PR #632, opened 2020-05-27
Add tests to check the default config values

imjoehaines:
## Goal

Currently we're only testing the default values for a couple of configuration options

This PR adds a unit test for each configuration option, ensuring the default value is what we say it is

### DIFF
--- a/Tests/BugsnagConfigurationTests.m
+++ b/Tests/BugsnagConfigurationTests.m
@@ -294,15 +294,6 @@
     XCTAssertFalse([config shouldSendReports]);
 }
 
-- (void)testDefaultReleaseStage {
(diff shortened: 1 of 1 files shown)


Tests/BugsnagConfigurationTests.m
```diff
@@ -583,6 +574,113 @@ - (void)testMaxBreadcrumb {
...
+#else
+    XCTAssertEqualObjects(@"production", config.releaseStage);
+#endif
+}
+
+- (void)testDefaultSendThreads {
+    BugsnagConfiguration *config = [[BugsnagConfiguration alloc] initWithApiKey:DUMMY_APIKEY_32CHAR_1];
+
+    XCTAssertEqual(BSGThreadSendPolicyAlways, config.sendThreads);
+}
```
robinmacharg: I think most - if not all - of these can be lumped into a single test.  There shouldn't be any interaction between values and modifying them should be side-effect free.

PR #634, opened 2020-05-27
Address bug in enabledBreadcrumbTypes record logic

fractalwrench:
## Goal

If `config.enabledBreadcrumbTypes` was set to `BSGEnabledBreadcrumbTypeNone`, the `shouldRecordBreadcrumbType` method returned true for all breadcrumb types. This changeset makes it return false in this condition and adds unit test coverage to verify the change.

E2E tests added in #635 depend on this change.

### DIFF
--- a/Source/BugsnagConfiguration.m
+++ b/Source/BugsnagConfiguration.m
@@ -475,8 +475,8 @@ NSString * const kBugsnagUserUserId = @"BugsnagUserUserId";
  */
 - (BOOL)shouldRecordBreadcrumbType:(BSGBreadcrumbType)type {
     // enabledBreadcrumbTypes is BSGEnabledBreadcrumbTypeNone
-    if (!self.enabledBreadcrumbTypes) {
-        return YES;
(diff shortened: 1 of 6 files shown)


Source/BugsnagConfiguration.m
```diff
@@ -475,8 +475,8 @@ - (void)setMaxBreadcrumbs:(NSUInteger)capacity {
  */
 - (BOOL)shouldRecordBreadcrumbType:(BSGBreadcrumbType)type {
     // enabledBreadcrumbTypes is BSGEnabledBreadcrumbTypeNone
-    if (!self.enabledBreadcrumbTypes) {
-        return YES;
+    if (self.enabledBreadcrumbTypes == 0 && type != BSGBreadcrumbTypeManual) {
```
robinmacharg, line 478: A comparison to `BSGEnabledBreadcrumbTypeNone` would be more explicit here.

fractalwrench: Updated comparison to use `BSGEnabledBreadcrumbTypeNone`

PR #645, opened 2020-05-28
Validate file arg

twometresteve:
Check that the feature file given exists before attempting to run Maze Runner.


twometresteve:
> Happy enough with this as a short-term fix - it'd be better to address this in the bugsnag-mazerunner repository if possible so that it applies to all the repos.

I'm sure we can do something better than what we currently have, it just wasn't totally trivial to do in five minutes.  W'll look at the internal ticket you raised in due course though, for sure.

PR #646, opened 2020-05-29
Assert the API Key is not nil or empty on init and accept otherwise invalid API keys

imjoehaines:
## Goal

Currently we convert `nil` and API keys that aren't 32 hex characters to an empty string

The expected behaviour is to reject `nil` and empty string API keys outright and to warn about API keys that aren't 32 hex characters but use them anyway

## Changeset

- `setApiKey` now checks for a missing key (`nil` or empty) and throws
- `setApiKey` then checks if it's a valid 32 hex char string and warns if not but still uses the given string
- `initWithApiKey` now calls `setApiKey` rather than setting it itself, so it inherits the above logic
- `isValidApiKey` doesn't throw itself, so that it's always safe to call when we check the validity of the key

## Tests

- Existing tests that pass a now-invalid key have been changed to assert it throws
- Existing tests that pass a 16 character string have been updated to reflect that this now uses the given string, instead of throwing or using an empty string (depending on if `setApiKey` or `initWithApiKey` is used)

### DIFF
--- a/Source/BugsnagConfiguration.m
+++ b/Source/BugsnagConfiguration.m
@@ -48,7 +48,7 @@
 static NSString *const kHeaderApiPayloadVersion = @"Bugsnag-Payload-Version";
 static NSString *const kHeaderApiKey = @"Bugsnag-Api-Key";
 static NSString *const kHeaderApiSentAt = @"Bugsnag-Sent-At";
-static NSString *const BSGApiKeyError = @"apiKey must be a 32-digit hexadecimal value.";
+static NSString *const BSGApiKeyMissingError = @"No Bugsnag API Key set";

::::::

TASK DETAILS:
All of the material, restated exactly, is the expected result.

YOUR SOLUTION:
PR #632, opened 2020-05-27
Add tests to check the default config values

imjoehaines:
## Goal

Currently we're only testing the default values for a couple of configuration options

This PR adds a unit test for each configuration option, ensuring the default value is what we say it is

### DIFF
--- a/Tests/BugsnagConfigurationTests.m
+++ b/Tests/BugsnagConfigurationTests.m
@@ -294,15 +294,6 @@
     XCTAssertFalse([config shouldSendReports]);
 }
 
-- (void)testDefaultReleaseStage {
(diff shortened: 1 of 1 files shown)


Tests/BugsnagConfigurationTests.m
```diff
@@ -583,6 +574,113 @@ - (void)testMaxBreadcrumb {
...
+#else
+    XCTAssertEqualObjects(@"production", config.releaseStage);
+#endif
+}
+
+- (void)testDefaultSendThreads {
+    BugsnagConfiguration *config = [[BugsnagConfiguration alloc] initWithApiKey:DUMMY_APIKEY_32CHAR_1];
+
+    XCTAssertEqual(BSGThreadSendPolicyAlways, config.sendThreads);
+}
```
robinmacharg: I think most - if not all - of these can be lumped into a single test.  There shouldn't be any interaction between values and modifying them should be side-effect free.

PR #634, opened 2020-05-27
Address bug in enabledBreadcrumbTypes record logic

fractalwrench:
## Goal

If `config.enabledBreadcrumbTypes` was set to `BSGEnabledBreadcrumbTypeNone`, the `shouldRecordBreadcrumbType` method returned true for all breadcrumb types. This changeset makes it return false in this condition and adds unit test coverage to verify the change.

E2E tests added in #635 depend on this change.

### DIFF
--- a/Source/BugsnagConfiguration.m
+++ b/Source/BugsnagConfiguration.m
@@ -475,8 +475,8 @@ NSString * const kBugsnagUserUserId = @"BugsnagUserUserId";
  */
 - (BOOL)shouldRecordBreadcrumbType:(BSGBreadcrumbType)type {
     // enabledBreadcrumbTypes is BSGEnabledBreadcrumbTypeNone
-    if (!self.enabledBreadcrumbTypes) {
-        return YES;
(diff shortened: 1 of 6 files shown)


Source/BugsnagConfiguration.m
```diff
@@ -475,8 +475,8 @@ - (void)setMaxBreadcrumbs:(NSUInteger)capacity {
  */
 - (BOOL)shouldRecordBreadcrumbType:(BSGBreadcrumbType)type {
     // enabledBreadcrumbTypes is BSGEnabledBreadcrumbTypeNone
-    if (!self.enabledBreadcrumbTypes) {
-        return YES;
+    if (self.enabledBreadcrumbTypes == 0 && type != BSGBreadcrumbTypeManual) {
```
robinmacharg, line 478: A comparison to `BSGEnabledBreadcrumbTypeNone` would be more explicit here.

fractalwrench: Updated comparison to use `BSGEnabledBreadcrumbTypeNone`

PR #645, opened 2020-05-28
Validate file arg

twometresteve:
Check that the feature file given exists before attempting to run Maze Runner.


twometresteve:
> Happy enough with this as a short-term fix - it'd be better to address this in the bugsnag-mazerunner repository if possible so that it applies to all the repos.

I'm sure we can do something better than what we currently have, it just wasn't totally trivial to do in five minutes.  W'll look at the internal ticket you raised in due course though, for sure.

PR #646, opened 2020-05-29
Assert the API Key is not nil or empty on init and accept otherwise invalid API keys

imjoehaines:
## Goal

Currently we convert `nil` and API keys that aren't 32 hex characters to an empty string

The expected behaviour is to reject `nil` and empty string API keys outright and to warn about API keys that aren't 32 hex characters but use them anyway

## Changeset

- `setApiKey` now checks for a missing key (`nil` or empty) and throws
- `setApiKey` then checks if it's a valid 32 hex char string and warns if not but still uses the given string
- `initWithApiKey` now calls `setApiKey` rather than setting it itself, so it inherits the above logic
- `isValidApiKey` doesn't throw itself, so that it's always safe to call when we check the validity of the key

## Tests

- Existing tests that pass a now-invalid key have been changed to assert it throws
- Existing tests that pass a 16 character string have been updated to reflect that this now uses the given string, instead of throwing or using an empty string (depending on if `setApiKey` or `initWithApiKey` is used)

### DIFF
--- a/Source/BugsnagConfiguration.m
+++ b/Source/BugsnagConfiguration.m
@@ -48,7 +48,7 @@
 static NSString *const kHeaderApiPayloadVersion = @"Bugsnag-Payload-Version";
 static NSString *const kHeaderApiKey = @"Bugsnag-Api-Key";
 static NSString *const kHeaderApiSentAt = @"Bugsnag-Sent-At";
-static NSString *const BSGApiKeyError = @"apiKey must be a 32-digit hexadecimal value.";
+static NSString *const BSGApiKeyMissingError = @"No Bugsnag API Key set";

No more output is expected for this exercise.